(Data records)

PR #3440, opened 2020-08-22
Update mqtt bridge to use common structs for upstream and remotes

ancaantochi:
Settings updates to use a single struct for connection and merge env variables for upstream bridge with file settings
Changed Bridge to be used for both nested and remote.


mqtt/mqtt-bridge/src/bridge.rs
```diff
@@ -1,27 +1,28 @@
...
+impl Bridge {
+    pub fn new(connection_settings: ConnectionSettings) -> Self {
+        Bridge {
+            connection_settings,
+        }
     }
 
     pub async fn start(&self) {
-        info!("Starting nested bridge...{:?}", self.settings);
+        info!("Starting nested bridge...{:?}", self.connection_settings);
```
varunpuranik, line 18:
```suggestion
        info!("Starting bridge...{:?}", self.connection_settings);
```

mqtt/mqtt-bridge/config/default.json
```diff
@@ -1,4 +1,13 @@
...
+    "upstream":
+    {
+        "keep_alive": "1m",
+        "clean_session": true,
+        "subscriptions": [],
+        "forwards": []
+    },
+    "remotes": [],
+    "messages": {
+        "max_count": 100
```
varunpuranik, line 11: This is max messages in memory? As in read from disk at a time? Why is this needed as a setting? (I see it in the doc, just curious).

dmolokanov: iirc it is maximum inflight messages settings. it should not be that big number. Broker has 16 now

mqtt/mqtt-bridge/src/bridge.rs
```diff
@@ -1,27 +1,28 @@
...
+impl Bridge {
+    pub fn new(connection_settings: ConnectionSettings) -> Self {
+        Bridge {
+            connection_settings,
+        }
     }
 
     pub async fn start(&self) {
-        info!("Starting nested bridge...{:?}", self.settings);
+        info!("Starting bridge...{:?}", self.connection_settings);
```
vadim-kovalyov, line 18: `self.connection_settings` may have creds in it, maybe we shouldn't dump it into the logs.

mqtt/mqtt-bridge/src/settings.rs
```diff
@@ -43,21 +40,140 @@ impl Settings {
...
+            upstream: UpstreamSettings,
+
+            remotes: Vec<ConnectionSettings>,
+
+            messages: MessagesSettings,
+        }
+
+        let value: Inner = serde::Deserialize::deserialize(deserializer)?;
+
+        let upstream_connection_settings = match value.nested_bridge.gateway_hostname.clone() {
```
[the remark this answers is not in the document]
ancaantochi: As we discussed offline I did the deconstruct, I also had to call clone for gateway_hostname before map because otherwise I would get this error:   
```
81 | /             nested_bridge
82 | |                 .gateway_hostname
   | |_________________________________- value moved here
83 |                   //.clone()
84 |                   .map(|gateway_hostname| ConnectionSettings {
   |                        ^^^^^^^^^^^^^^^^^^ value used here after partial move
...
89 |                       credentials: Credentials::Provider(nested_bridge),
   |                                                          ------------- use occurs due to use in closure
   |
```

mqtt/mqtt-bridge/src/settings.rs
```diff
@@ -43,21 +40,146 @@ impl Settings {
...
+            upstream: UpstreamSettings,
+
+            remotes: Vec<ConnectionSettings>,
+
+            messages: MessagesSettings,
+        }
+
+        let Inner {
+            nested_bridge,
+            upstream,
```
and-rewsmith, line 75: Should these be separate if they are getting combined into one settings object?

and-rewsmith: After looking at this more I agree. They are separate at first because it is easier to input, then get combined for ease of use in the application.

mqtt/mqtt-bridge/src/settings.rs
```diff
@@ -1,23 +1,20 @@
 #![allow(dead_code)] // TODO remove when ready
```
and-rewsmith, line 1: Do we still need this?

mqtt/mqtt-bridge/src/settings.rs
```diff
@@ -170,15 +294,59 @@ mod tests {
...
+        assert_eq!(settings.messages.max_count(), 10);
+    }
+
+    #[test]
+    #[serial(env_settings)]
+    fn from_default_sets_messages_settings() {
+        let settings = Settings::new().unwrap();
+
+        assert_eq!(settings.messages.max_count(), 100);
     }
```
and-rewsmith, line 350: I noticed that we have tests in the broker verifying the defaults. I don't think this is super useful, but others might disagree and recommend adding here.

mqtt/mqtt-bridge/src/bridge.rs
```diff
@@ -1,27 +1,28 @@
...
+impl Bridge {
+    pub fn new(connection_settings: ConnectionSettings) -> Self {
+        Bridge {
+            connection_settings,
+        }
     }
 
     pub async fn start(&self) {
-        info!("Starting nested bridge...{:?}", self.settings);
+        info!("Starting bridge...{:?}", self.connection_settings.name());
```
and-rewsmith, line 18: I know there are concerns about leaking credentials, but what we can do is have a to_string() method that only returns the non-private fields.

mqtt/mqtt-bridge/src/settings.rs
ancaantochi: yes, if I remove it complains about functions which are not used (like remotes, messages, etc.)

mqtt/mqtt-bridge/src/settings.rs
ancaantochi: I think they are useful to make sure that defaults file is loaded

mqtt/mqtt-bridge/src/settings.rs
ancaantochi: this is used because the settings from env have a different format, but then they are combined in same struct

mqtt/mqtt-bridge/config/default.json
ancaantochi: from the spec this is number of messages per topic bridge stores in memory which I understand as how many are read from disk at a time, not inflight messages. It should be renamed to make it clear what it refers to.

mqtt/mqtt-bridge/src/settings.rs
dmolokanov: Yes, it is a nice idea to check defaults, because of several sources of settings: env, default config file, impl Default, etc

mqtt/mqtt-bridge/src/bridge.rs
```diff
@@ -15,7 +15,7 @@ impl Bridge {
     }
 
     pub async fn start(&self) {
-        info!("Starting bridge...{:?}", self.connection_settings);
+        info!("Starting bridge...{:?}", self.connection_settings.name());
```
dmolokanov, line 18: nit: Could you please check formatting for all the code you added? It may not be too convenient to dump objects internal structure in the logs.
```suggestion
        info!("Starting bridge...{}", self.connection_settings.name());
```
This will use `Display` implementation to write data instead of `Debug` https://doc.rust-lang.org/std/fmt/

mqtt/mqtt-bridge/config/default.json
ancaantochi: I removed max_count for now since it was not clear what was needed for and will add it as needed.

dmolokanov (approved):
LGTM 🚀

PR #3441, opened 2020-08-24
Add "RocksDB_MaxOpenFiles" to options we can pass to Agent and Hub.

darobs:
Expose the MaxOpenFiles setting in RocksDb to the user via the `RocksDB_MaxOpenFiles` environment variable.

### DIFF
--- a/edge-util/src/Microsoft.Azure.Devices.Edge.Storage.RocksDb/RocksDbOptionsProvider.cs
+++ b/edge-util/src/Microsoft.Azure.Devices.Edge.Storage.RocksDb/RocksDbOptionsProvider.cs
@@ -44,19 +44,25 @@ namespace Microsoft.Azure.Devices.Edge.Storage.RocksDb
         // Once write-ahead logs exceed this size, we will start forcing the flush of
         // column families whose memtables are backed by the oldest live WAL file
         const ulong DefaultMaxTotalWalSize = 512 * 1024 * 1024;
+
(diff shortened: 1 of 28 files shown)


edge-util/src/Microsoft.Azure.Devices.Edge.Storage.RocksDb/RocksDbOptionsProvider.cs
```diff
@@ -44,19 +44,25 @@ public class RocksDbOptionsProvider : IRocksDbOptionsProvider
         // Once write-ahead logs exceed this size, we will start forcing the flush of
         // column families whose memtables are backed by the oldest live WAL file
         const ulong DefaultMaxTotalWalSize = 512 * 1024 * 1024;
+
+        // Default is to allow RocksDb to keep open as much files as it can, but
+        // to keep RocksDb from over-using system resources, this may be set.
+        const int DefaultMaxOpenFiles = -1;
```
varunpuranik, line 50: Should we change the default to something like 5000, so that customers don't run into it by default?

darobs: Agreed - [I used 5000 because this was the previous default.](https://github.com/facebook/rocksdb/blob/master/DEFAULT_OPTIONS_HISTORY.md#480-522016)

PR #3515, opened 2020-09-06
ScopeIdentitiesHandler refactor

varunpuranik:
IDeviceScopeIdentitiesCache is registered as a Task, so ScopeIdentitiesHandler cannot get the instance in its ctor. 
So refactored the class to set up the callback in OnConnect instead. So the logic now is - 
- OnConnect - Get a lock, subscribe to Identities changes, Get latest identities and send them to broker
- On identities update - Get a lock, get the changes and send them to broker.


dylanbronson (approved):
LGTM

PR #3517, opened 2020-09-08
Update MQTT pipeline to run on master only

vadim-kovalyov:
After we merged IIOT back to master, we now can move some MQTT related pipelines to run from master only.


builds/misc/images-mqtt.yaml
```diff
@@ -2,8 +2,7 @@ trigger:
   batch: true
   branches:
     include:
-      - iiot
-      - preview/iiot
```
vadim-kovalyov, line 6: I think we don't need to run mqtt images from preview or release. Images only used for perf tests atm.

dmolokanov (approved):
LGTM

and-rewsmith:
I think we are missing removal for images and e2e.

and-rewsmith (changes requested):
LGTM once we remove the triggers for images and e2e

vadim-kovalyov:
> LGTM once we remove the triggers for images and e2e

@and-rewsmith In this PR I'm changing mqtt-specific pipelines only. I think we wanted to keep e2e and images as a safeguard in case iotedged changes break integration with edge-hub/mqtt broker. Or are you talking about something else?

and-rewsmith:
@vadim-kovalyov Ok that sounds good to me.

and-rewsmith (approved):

(End Data records)

What the task requires -> What you return must be the line that contains "builds/misc/images-mqtt.yaml" followed by every remaining line of the material, all exactly as written and nothing more.

Solution to this task ->
builds/misc/images-mqtt.yaml
```diff
@@ -2,8 +2,7 @@ trigger:
   batch: true
   branches:
     include:
-      - iiot
-      - preview/iiot
```
vadim-kovalyov, line 6: I think we don't need to run mqtt images from preview or release. Images only used for perf tests atm.

dmolokanov (approved):
LGTM

and-rewsmith:
I think we are missing removal for images and e2e.

and-rewsmith (changes requested):
LGTM once we remove the triggers for images and e2e

vadim-kovalyov:
> LGTM once we remove the triggers for images and e2e

@and-rewsmith In this PR I'm changing mqtt-specific pipelines only. I think we wanted to keep e2e and images as a safeguard in case iotedged changes break integration with edge-hub/mqtt broker. Or are you talking about something else?

and-rewsmith:
@vadim-kovalyov Ok that sounds good to me.

and-rewsmith (approved):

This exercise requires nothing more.